– Как насчет этой? – спросила она, когда я закончила, указывая на слово «гнев». Я не стала брать ее со стола.
А в ответ лишь молча пожала плечами.
– Ты знаешь, нет ничего страшного в том, чтобы ощущать гнев, – сказала женщина.
Я кивнула.
– Может, самую чуточку гнева? – продолжала уговаривать она.
Стремясь угодить, я взяла подушечку в руки.
Я не вполне понимала, почему эта женщина так уверена, что мне следует гневаться из-за того, что мама больна. Я не помнила времени, когда она не была больна. Гневаться на это было бы все равно что злиться на земное притяжение.
Я злилась на свою мать. Она не позволяла мне есть все сладости, какие я хотела, и совсем не разрешала ничего сладкого после пяти вечера.
– Нам придется соскребать тебя с потолка шпателем, – говорила она, когда я выпрашивала очередное печенье.
Она часто теряла со мной терпение, обычно потому, что я не оставляла ее в покое, когда она разговаривала по телефону. Мама приказывала мне удалиться в комнату, где я вопила и швырялась в дверь разными предметами, полагая, что тем самым преподам матери урок, все равно не дав нормально поговорить. Тогда она врывалась в мою дверь с обжигающим взглядом. В эти моменты она была такой устрашающей, что я буквально падала на пол, подавая сигнал о капитуляции.
Мать всегда принимала сторону Джейми, когда мы ссорились, поскольку он умел провоцировать так, что никто этого не замечал, а у меня был один режим реагирования – ядерный. Особенную ярость я испытывала, когда она подражала моему нытью.
– Ты бы себя слышала! – в сердцах взрывалась она. – Я начну носить с собой магнитофон, чтобы демонстрировать тебе это!
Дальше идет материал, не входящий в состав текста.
PR #50, opened 2016-06-15
Blacklist issues

DESm1th:
The new generated run scripts always set the --blacklist option for xnat-extract.py without checking if a blacklist.csv file exists, which may throw errors when xnat-extract.py tries to parse the table. The changes should handle this situation. 

The issues with xnat-extract.py failing to respect blacklists doesn't seem to be due to a bug, but is because some run.sh scripts don't set the blacklist option (for example the ANDT archive) so it's using the default of an empty list.

### DIFF
--- a/assets/blacklist-rm.sh
+++ b/assets/blacklist-rm.sh
@@ -2,23 +2,41 @@
 #
 # Finds and removes anything listed on the given blacklist.
 #
-# Author: Dawn E.A. Smith     Email: Dawn.Smith@camh.ca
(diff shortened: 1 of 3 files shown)


DESm1th:
Ah shoot, I forgot to mention: When my last pull request was merged an old (broken?) version of tigr-write-runsh.py and the redux version of it were added to the master branch.

pipitone:
> Ah shoot, I forgot to mention: When my last pull request was merged an
> old (broken?) version of tigr-write-runsh.py and the redux version of it
> were added to the master branch.

No worries. Want to submit a PR to reverse that change? ;-)

PR #54, opened 2016-08-08
Development

DESm1th:
There's conflict between the version of proc-freesurfer already there and mine because I moved so much around to make things easily unit tested, but I manually added in the changes from Erin's last two commits to this file so nothing will be lost if it replaces the old one.


pipitone:
Nice!!!

Unit tests, holy smokes.

DESm1th:
Yeah, I accidentally left three important lines commented out though so I had to close and submit another request! Sorry about that.

pipitone:
Hey Dawn, check out "git rebase" for a magical way of cleaning up these conflicts before you send a PR. You can also do a merge into your branch before sending the PR.

DESm1th:
I'll look into that, thank you! I had tried merging into my branch, but the current datman copy of proc-freesurfer was so different from mine after the rewrites that it screwed up my code. I ended up just manually entering Erin's last few changes, since it was just two or three small line changes (one if which I'd independently made the same bug fix to as well).

PR #124, opened 2018-05-08
 Create symlinks from RESOURCES to nii for CU1 site in OPT

josephmje:
json files still need to be created.

I'd like to update this later so it's more general and integrate with dm_link_sprl.py


DESm1th:
Hey MJ, should I wait for that update or do you mean you want to make an additional pull request later on?

DESm1th:
CU1 for OPT did have trouble because they include niftis in their zip files. This is why we do the very weird thing where we download from their server, deposit the download files in the zips folder, automatically rename them (basically just capitalize the names from their server) and then upload them to ours with dm_xnat_upload.py. I finished working out the kinks for this earlier this week, so everything should be there now but they definitely were having trouble up until this Monday. (And please let me know if you ever notice anything that's still missing from their data! I was pretty careful but their stuff has caused a lot of unforeseen issues).

josephmje:
This is ready for review now @DESm1th

josephmje:
Thanks for the feedback Dawn. I fixed comments 1, 2 and 5. 

I made the site and session arguments mutually exclusive through docopt. You can either process all the sessions from a single site (site argument) or process specific sessions (repeating session arguments). 

Also, I used datman.scanid to parse the dicom. But I agree, there needs to be a better way of getting the series number from the nifti.

josephmje:
I think I'm finally done editing.

PR #136, opened 2018-06-25
Link redcap comments and unsynced changes to symlink script

josephmje:


josephmje:
I think the symlink script was outdated in my master branch.

PR #140, opened 2018-07-05
fixed queue killer

jerdra:
i have no words


jerdra:
should be okay now, tested outputs to make sure it was correct :+1:

PR #155, opened 2018-08-15
DTIPREP from local --> scc

jerdra:


jerdra:
Made changes as requested. 
Sorry for the cringey global vars but it had to be done :cry:

PR #157, opened 2018-08-17
omit empty files in RESOURCES from resource data exists checker

josephmje:


josephmje:
i added this line: local_resources_mod = [item for item in local_resources if zf.read(item)]

josephmje:
fixed the indent

PR #158, opened 2018-08-20
Display scanlength on static qc pages for all scan types

josephmje:


jerdra:
wouldn't changing from [3] to [-1] mean we obtain the primary slice direction axis for non-fmri scans? What do we mean from scanlength? Temporal or # of slices?

josephmje:
For 4D scans, we'd get temporal. For everything else, we'd get the number of slices.

jerdra:
Number of slices might still be relevant to capture for fmri

jerdra:
also I'm not entirely sure that 3rd dimension is necessarily primary slice direction. If i'm right, Nifti convention is RAS, the S/I axis isn't always the slice encoding direction. Lmk if I'm just wrong about this

jerdra:
Sorry for spam, but see: 

http://nipy.org/nibabel/reference/nibabel.nifti1.html 
Check get_dim_info(), that'll get you the slice direction!

josephmje:
this would be running get_data_shape(), not get_dim_info()

PR #159, opened 2018-08-20
dm_bids_app to output to common directory (better fmriprep/ciftify handling).

jerdra:
with updated tests :)


bin/dm_bids_app.py
```diff
@@ -76,12 +79,13 @@ def get_bids_name(subject):
...
     '''
     
+    #Take into account that we may either start with a string (repeated site ID) or have number  
     try: 
-        sub_num = subject.split('_')[2] 
-    except IndexError: 
-        logger.error('Subject {}, invalid subject name!'.format(subject))
-        logger.error('Subject should have STUDY_SITE_SUB#_... format, exiting...')
-        raise
+        int(subject.split('_')[2][0])
```
josephmje: I was going to suggest using the Identifier class in `scan.py` from datman but is it done this way because of how OPT names their subjects?

jerdra: Good point, I was thinking of using ident since it abstracts naming specifications but I had two problems: 

One being your point on OPT naming, sometimes OPT sites use <STUDY>_<SITE>_<SITE><NUM>_<SESSION> . Ident doesn't handle these

Second being that would be the only cases where I needed datman.scan functionality, so I decided to avoid importing and dealing with handling the Scan class. 

But i see your point in that abstracting away naming details is probably better long-term. Maybe we could incorporate get_bids_name into datman.scan? 

Let me know what you guys think!

jerdra: ok Dawn agrees with implementing get_bids_name into datman.Scan. I'll do that and update my code!

josephmje: I don't see any other changes.

jerdra:
@josephmje @gabiherman updated some things to better handle scan ids for bids!

josephmje:
Everything looks ok to me! Was the new `get_numeric` function meant to be used?

jerdra:
urrghh thanks for catching that, removed it

PR #160, opened 2018-08-21
add ciftify_fmriprep module to dm_bids_app

jerdra:
Added ciftify singularity pipeline to dm_bids_app


jerdra:
@edickie I followed the formatting from your script: 
https://github.com/edickie/bids-on-scinet/blob/master/running_ciftify_container_for_camh_scc.md

Specifically: 
`SIDlist=`cd ${bids_dir}; ls -1d sub* | sed 's/sub-//g'``
Which removed the 'sub-' prefix when inputting arguments into the singularity call

Let me know if leaving 'sub-' in will work with ciftify-fmriprep, in that case i could just use $SUB and it should work out!

josephmje:
Does this replace `dm_proc_fs2hcp.py`?

jerdra:
@josephmje theoretically I think it should since both are for the purpose of converting to CIFTI format. @edickie could confirm this for sure.

josephmje:
Thanks @jerdra. Another question I had is do we care about running the group commands for mriqc and ciftify?

jerdra:
@josephmje yes definitely. 

I restricted the pipelines to participant level (+ longitudinal) since the primary application of the script is to run subjects as they come in through our nightly pipelines on the scc to maximize throughput.  

With group level summary analyses, as far as i know, they should be using the outputs from the individual runs to perform the aggregate analysis. In that case, it makes sense to have a separate script to handle that functionality using outputs (standard BIDS-app outputs) from this script.

edickie:
For the sub argument.. all bids apps take the participant id without the
"sub-" by default. I don't know if fmriprep or mriqc will strip the "sub-"
if present..

As for the "group" mode, yes, I think we need them to run for not mriqc and
ciftify.

Note: the ciftify group mode takes only seconds to run and does not need to
be submitted.

jerdra:
@edickie great! Both fmriprep and mriqc work with 'sub-' as that's how I've been doing them. I wasn't aware that you could submit ID's without 'sub-'.

Since that's possible I'll just modify $SUB globally to snip off the prefix!

jerdra:
updated changes wrt to prefix across all pipelines for consistency!

PR #167, opened 2018-09-10
dm_to_bids fix for EMP, dm_bids_app rewrite update + default logging

jerdra:
1) dm_to_bids --> added EMP to task list (long term we should push this to config so we don't edit code)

Но даже на пике злости я знала: нам положено устраивать эти ссоры. Мы имели на них право, и они были драгоценны. За каждой ссорой, за каждым соревнованием «кто громче» нависали тени всех других конфликтов, которых у нас никогда не будет. Мама никогда не станет указывать мне, в какой одежде я не должна ходить на свидание, никогда не станет неодобрительно коситься на моего парня, мой выбор колледжа, места работы или стиля воспитания детей. Она никогда не отпустит пассивно-агрессивные комментарии по поводу того, как я вожу машину или в какой цвет решила покрасить комнату. Мне никогда не придется игнорировать ее советы насчет экоподгузников многоразового использования, а ей – мои взгляды на политику.
Так что, возможно, это еще одна причина, по которой я оставила ту маленькую подушечку на столе: гнев стал ресурсом, на который я была бедна. Я не могла объяснить этой доброй женщине с мягким голосом, что хочу еще так много лет гневаться на мать. Так много лет сидеть рядом с ней и вышивать наши инициалы на тысяче крохотных, бесполезных подушечек для булавок.